Discriminant center-surround saliency
Discriminant saliency
Discriminant saliency is rooted in a decision-theoretic interpretation of perception. Under this interpretation, perceptual systems evolve to produce decisions about the state of the surrounding environment that are optimal in a decision-theoretic sense, e.g., that have minimum probability of error. This goal is complemented by one of computational parsimony, i.e., that the perceptual mechanisms should be as efficient as possible. Discriminant saliency is defined with respect to two classes of stimuli: a class of stimuli of interest and a null hypothesis, composed of all the stimuli that are not salient.
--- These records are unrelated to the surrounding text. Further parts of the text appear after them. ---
Issue #513, opened 2022-03-23
How to catch invalid OpenAPI v3 spec


JeanChristopheMorinPerso:
Hello! I'm trying to find how I can make this library to return an error when loading an invalid spec.

Basically, I have an invalid v3 spec that looks like this:
```yaml
openapi: "3.0.3"
info:
  title: 'My app'
  version: 1.0.0
  description: 'An API'

paths:
  /v1/operation:
    delete:
      summary: Delete something
      responses:
        200:
          description: Success
        default:
          description: '* **400** - Bad Request'
          # Notice here schema is invalid. It should instead be:
          # content:
          #   application/json:
          #     schema:
          #       $ref: '#/components/schemas/Error'
          schema:
            $ref: '#/components/schemas/Error'
components:
  schemas:
    Error:
      type: object
      description: An error response body.
      properties:
        message:
          description: A detailed message describing the error.
          type: string
```

I load that spec using the `openapi3.Loader`:

```go
loader := openapi3.NewLoader()
loader.IsExternalRefsAllowed = true

schema, err := loader.LoadFromFile("/path/to/spec.yaml")
if err != nil {
	fmt.Println("Failed to load swagger_template.yaml:", err.Error())
	os.Exit(1)
}

// Not used in my current example but that's what my code does
schema.InternalizeRefs(context.Background(), nil)

err = schema.Validate(context.Background())
if err != nil {
	fmt.Println("Validation failed:", err.Error())
}
```

I would expect that either `LoadFromFile` or `Validate` return an error saying that it's not a valid spec or something, but it's not.

Is there a way to tell the library to return an error in such cases?

Thanks!

timo-klarshift:
You could use something like this: https://github.com/xeipuuv/gojsonschema#meta-schema-validation

You can use any jsonschema validator to validate the openapi specs you have against the official openapi schema ...

JeanChristopheMorinPerso:
Thanks @fenollp !

PR #728, opened 2022-12-31
Disallow unexpected fields in validation and drop `jsoninfo` package

### LINKED ISSUE #37: Let's remove package 'jsoninfo'
Historical background: The package `jsoninfo` was created with the goal of having elegant serialization.
 
The fact that `jsoninfo` resides in this repository is just a historical accident. The code is just an internal implementation detail to this project. So I created [github.com/getkin/happyjson](https://github.com/getkin/happyjson) and refactored it a bit.

If there are no objections, I'll replace `jsoninfo` with the external package `happyjson`. Any feedback about how _kin-openapi_ implements serialization internally is welcome.

fenollp:
Fixes https://github.com/getkin/kin-openapi/issues/513
Fixes #37 : gets rid of ./jsoninfo package


lzap:
Hey, during update I am getting the following problem: https://github.com/getkin/kin-openapi/issues/771 Could this be related to this refactoring?

radwaretaltr:
Hi, after upgrading from v0.112.0 we aren't getting descriptive unmarshal errors anymore. It's probably related to the removal of jsoninfo.

For example, originally for invalid type errors we got the hierarchy of the field for which the unmarshalling failed:

image

After the upgrade we only get the last part: "json: cannot unmarshal bool into GO value of type string".

fenollp:
@radwaretaltr If you are looking to get that behavior back (which may be due to the removal of package `jsoninfo` or maybe something else) I encourage you to look into the unrolled `UnmarshalJSON` implementations. There one should easily be able to wrap errors as they happen. I'll review any PR :)

PR #730, opened 2023-01-03
openapi3filter: RegisterBodyDecoder for application/zip

k2tzumi:
Hi.

Added `application/zip` to body decoder.

I have verified that it is possible to read in zip format using [archive/zip](https://pkg.go.dev/archive/zip).


openapi3filter/req_resp_decoder.go
```diff
@@ -1013,6 +1015,7 @@ func init() {
 	RegisterBodyDecoder("application/x-www-form-urlencoded", urlencodedBodyDecoder)
 	RegisterBodyDecoder("multipart/form-data", multipartBodyDecoder)
 	RegisterBodyDecoder("application/octet-stream", FileBodyDecoder)
+	RegisterBodyDecoder("application/zip", ZipFileBodyDecoder)
```
fenollp, line 1018: Please sort this block of lines

openapi3filter/req_resp_decoder.go
```diff
@@ -1221,3 +1224,44 @@ func FileBodyDecoder(body io.Reader, header http.Header, schema *openapi3.Schema
...
+
+// ZipFileBodyDecoder is a body decoder that decodes a zip file body to a string.
+func ZipFileBodyDecoder(body io.Reader, header http.Header, schema *openapi3.SchemaRef, encFn EncodingFn) (interface{}, error) {
+	buff := bytes.NewBuffer([]byte{})
+	size, err := io.Copy(buff, body)
+	if err != nil {
+		return nil, err
+	}
+
+	zr, err := zip.NewReader(bytes.NewReader(buff.Bytes()), size)
```
fenollp, line 1236: Why copy? Isn't it possible to read from `body` directly?

openapi3filter/req_resp_decoder.go
```diff
@@ -1221,3 +1224,44 @@ func FileBodyDecoder(body io.Reader, header http.Header, schema *openapi3.Schema
...
+	const bufferSize = 256
+	var content []byte
+	buffer := make([]byte, bufferSize)
+
+	for _, f := range zr.File {
+		rc, err := f.Open()
+		if err != nil {
+			return nil, err
+		}
+		defer rc.Close()
```
fenollp, line 1250: Wrap the contents of this for loop inside a `func(){ ... ; return }()` as `defer` happens only at the next `return` statement.

openapi3filter/req_resp_decoder.go
```diff
@@ -1221,3 +1224,44 @@ func FileBodyDecoder(body io.Reader, header http.Header, schema *openapi3.Schema
...
+	}
+
+	zr, err := zip.NewReader(bytes.NewReader(buff.Bytes()), size)
+	if err != nil {
+		return nil, err
+	}
+
+	const bufferSize = 256
+	var content []byte
+	buffer := make([]byte, bufferSize)
```
fenollp, line 1243: How about 
```suggestion
	content := make([]byte, 0, bufferSize*len(zr.File))
	buffer := make([]byte, 0, bufferSize)
```

fenollp (changes requested):

openapi3filter/req_resp_decoder.go
k2tzumi: Yes, it is not possible to read directly from `body`.
It must be converted to `io.ReaderAt`.
https://pkg.go.dev/archive/zip#NewReader

openapi3filter/zip_file_upload_test.go
```diff
@@ -0,0 +1,125 @@
...
+      responses:
+        '200':
+          description: Created
+`
+
+	loader := openapi3.NewLoader()
+	doc, err := loader.LoadFromData([]byte(spec))
+	if err != nil {
+		require.NoError(t, err)
+	}
```
fenollp, line 49: Like so:
```suggestion
	require.NoError(t, err)
```

openapi3filter/req_resp_decoder.go
fenollp: Or don't use `defer`

k2tzumi: Does it look like this?
https://github.com/getkin/kin-openapi/pull/730/commits/5361b9b8b7cd549e34b13409f6dd919079e89b3a

openapi3filter/req_resp_decoder.go
```diff
@@ -1243,24 +1243,28 @@ func ZipFileBodyDecoder(body io.Reader, header http.Header, schema *openapi3.Sch
...
-				content = append(content, buffer...)
-			}
-			if err == io.EOF {
-				break
-			}
+		func() {
+			rc, err := f.Open()
 			if err != nil {
-				return nil, err
+				panic(err)
```
fenollp, line 1249: Just return an error, use a `func() error`.

fenollp (changes requested):

fenollp (approved):

PR #737, opened 2023-01-08
Remove value from SchemaError Reason field

### LINKED ISSUE #735: Make SchemaError.Reason field safe to log
### Background:

In regulatory environments, it is important to be mindful of the information that is logged and returned to users, as it may contain sensitive information such as private details, payment information, or secrets.

When a `SchemaError` occurs, the default error message produced by the `Error()` method includes the `Value` field. While it is possible to customize the error message using the `WithCustomSchemaErrorFunc` function, this requires the user to manually handle each possible schema validation error to produce a meaningful message.

### Suggested Solution:

I suggest making the `SchemaError.Reason` field "safe" by guaranteeing that it will not contain the original `Value`. This will allow users to simply return `SchemaError.Reason` in their custom error function, rather than having to craft the entire message for each possible scenario.

Upon review, most messages in the `Reason` field are already "safe" and do not include the original `Value`. However, there are a few messages that should be revised to remove the `Value`:

```go
"value \"%g\" must be an integer" => "value must be an integer"
`string %q doesn't match the regular expression "%s"` => `string doesn't match the regular expression %q`
"value %q is not one of the allowed values" => "value must be one of the allowed values %v"
"value of discriminator property %q is not a string: %v" => "value of discriminator property %q is not a string"
"discriminator property %q has invalid value: %q" => "discriminator property %q has invalid value"
```

ori-shalom:
Resolves #735


fenollp:
LGTM. What about values such as these though? https://github.com/getkin/kin-openapi/blob/e7d649f3f7d6ddbaaaed74a7d2f819a82118aab4/openapi3filter/unpack_errors_test.go

ori-shalom:
> LGTM. What about values such as these though? https://github.com/getkin/kin-openapi/blob/e7d649f3f7d6ddbaaaed74a7d2f819a82118aab4/openapi3filter/unpack_errors_test.go

Can you clarify what values you are referring to?
Are you referring to `RequestError`?
Looks like `RequestError.Reason` never gets user input:
image

fenollp:
I'm asking if you'd also like to hide the values that appear in the `// Output:` part of the example. They come from SchemaError if I'm not mistaken and they may contain sensible data.

ori-shalom:
IMO it is still reasonable to get the value in the error message for some use cases.
For example, APIs that do not involve sensitive inputs or for the dev environment when not handling real user inputs.

This is why I didn't propose changing completely the default output of `SchemaError.Error()` but instead add the guarantee that the `Reason` field won't include the original value.

This doesn't change the current behavior too much but provides a mechanism that will allow hiding value in the error message more easily with a `CustomSchemaErrorFunc` that utilizes `SchemaError.Reason`.

ori-shalom:
I guess a flag can be added to `Options` to decide whether to print the Value or not to control this printing in the default `SchemaError.Error()`:

https://github.com/getkin/kin-openapi/blob/e7d649f3f7d6ddbaaaed74a7d2f819a82118aab4/openapi3/schema.go#L2020-L2023

The name of the option field can be: `[Include/Exclude/Hide/Show][Value/UserInputs]InErrors`
I'm open to any suggestions you have.

If we should go in this direction, I'll prefer doing that in another PR as I don't see it coupled with current changes.

fenollp (changes requested):
Alright. I'm not sure this should require an option but I'd like you to document that the Reason field holds this property please.

ori-shalom:
> I guess a flag can be added to `Options` to decide whether to print the Value or not to control this printing in the default `SchemaError.Error()`:
> 
> https://github.com/getkin/kin-openapi/blob/e7d649f3f7d6ddbaaaed74a7d2f819a82118aab4/openapi3/schema.go#L2020-L2023
> 
> The name of the option field can be: `[Include/Exclude/Hide/Show][Value/UserInputs]InErrors` I'm open to any suggestions you have.
> 
> If we should go in this direction, I'll prefer doing that in another PR as I don't see it coupled with current changes.

OK, so I somehow missed there was already a `SchemaErrorDetailsDisabled` flag.

I added documentation for the `SchemaErrorDetailsDisabled` flag + `CustomSchemaErrorFunc` + `Reason` field guaranteed not to include the original value.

Given these two classes, the locations of the visual field that can be classified, with lowest expected probability of error, as containing stimuli of interest are denoted as salient. Mathematically, this is accomplished by (1) defining a binary classification problem that opposes stimuli of interest to the null hypothesis and (2) equating the saliency of each location in the visual field to the discriminant power (with respect to this problem) of the visual features extracted from that location. This definition of saliency is applicable to a broad set of problems. For example, different specifications of stimuli of interest and null hypothesis enable its specialization to both top-down and bottom-up saliency. From a computational standpoint, the search for discriminant features is a well-defined and tractable problem that has been widely studied in the literature. These properties have been exploited by Gao and Vasconcelos (2005) to derive an optimal top-down saliency detector, which equates stimuli of interest to an object class and null hypothesis to all other object classes. In this work, we consider the problem of bottom-up saliency. 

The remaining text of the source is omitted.